Altcoin sector takeaway
DeFi is acting as the closest thing to a defensive corner within altcoins. Total Value Locked is holding around $209B despite recent price pressure, which suggests core users are staying put rather than pulling yield. That contrasts sharply with gaming and metaverse tokens, which continue to lag. Those sectors depend on speculative appetite, and right now, that appetite is limited.
Market metrics
BTC dominance
59% and rising. During periods of uncertainty, capital tends to consolidate at the top of the market. That shift is visible again, with liquidity rotating out of altcoins and back into Bitcoin.
Source: CMC
Fear & Greed index
Neutral 45. The index has cooled quickly from last week’s reading near 65. That kind of reset usually leads to range-bound trading rather than immediate trend continuation.
Stablecoin liquidity
Total stablecoin market cap sits around $311B, a record level. Capital has not left the ecosystem; it is parked and waiting. Once macro conditions stabilize, that sidelined liquidity becomes fuel, but timing matters more than availability here.
Key events to watch this week
- Tuesday, Jan 20: U.S. ADP Employment Change. Labor data will help frame expectations for Thursday’s inflation print.
- Thursday, Jan 22: Core PCE inflation, the Fed’s preferred gauge, alongside the final Q3 GDP estimate. This is the macro focal point of the week.
- Friday, Jan 23: Earnings from major technology firms and payment processors.
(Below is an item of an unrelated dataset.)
PR #337, opened 2015-01-20
Fix some issues with the usage of RBENV_ROOT.

daenney:
`RBENV_ROOT` can be used to relocate where rbenv ends up storing the shims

Results and guidance will feed directly into broader risk sentiment.
Possible scenarios for the coming week
Bearish case
An escalation in tariff headlines, combined with a core PCE print above 0.2%, would likely push Bitcoin to $91,900. In that setup, price could slide toward the mid-$80,000s as late long positioning gets cleared out.
Neutral case
Bitcoin remains range-bound between roughly $92,000 and $95,000. With U.S. markets reopening on Tuesday, the focus shifts to whether institutional ETF flows step in or stay on the sidelines. Until then, expect noise rather than direction.
Bullish case
A sustained reclaim of $97,000 on strong volume would signal that buyers have regained control. That outcome likely requires some cooling in trade tensions. If it happens, a push toward the $100,000 area becomes reasonable, not immediate, but back on the radar.
Bottom line
This week comes down to two opposing forces: trade-related headline risk and the depth of institutional demand waiting in the background.
The pullback driven by tariffs is uncomfortable for short-term positioning, but the broader structure has not broken. Stablecoin liquidity remains at record levels, which matters more than intraday noise. Capital has stepped aside, not exited.
For less experienced traders, this is primarily an observation week. Let levels resolve before taking risks. More active participants can start mapping potential bottoms in ETH and SOL near $3,000 and $130, respectively, but only if Bitcoin stabilizes and holds its key support. Without that, patience remains the higher-probability trade.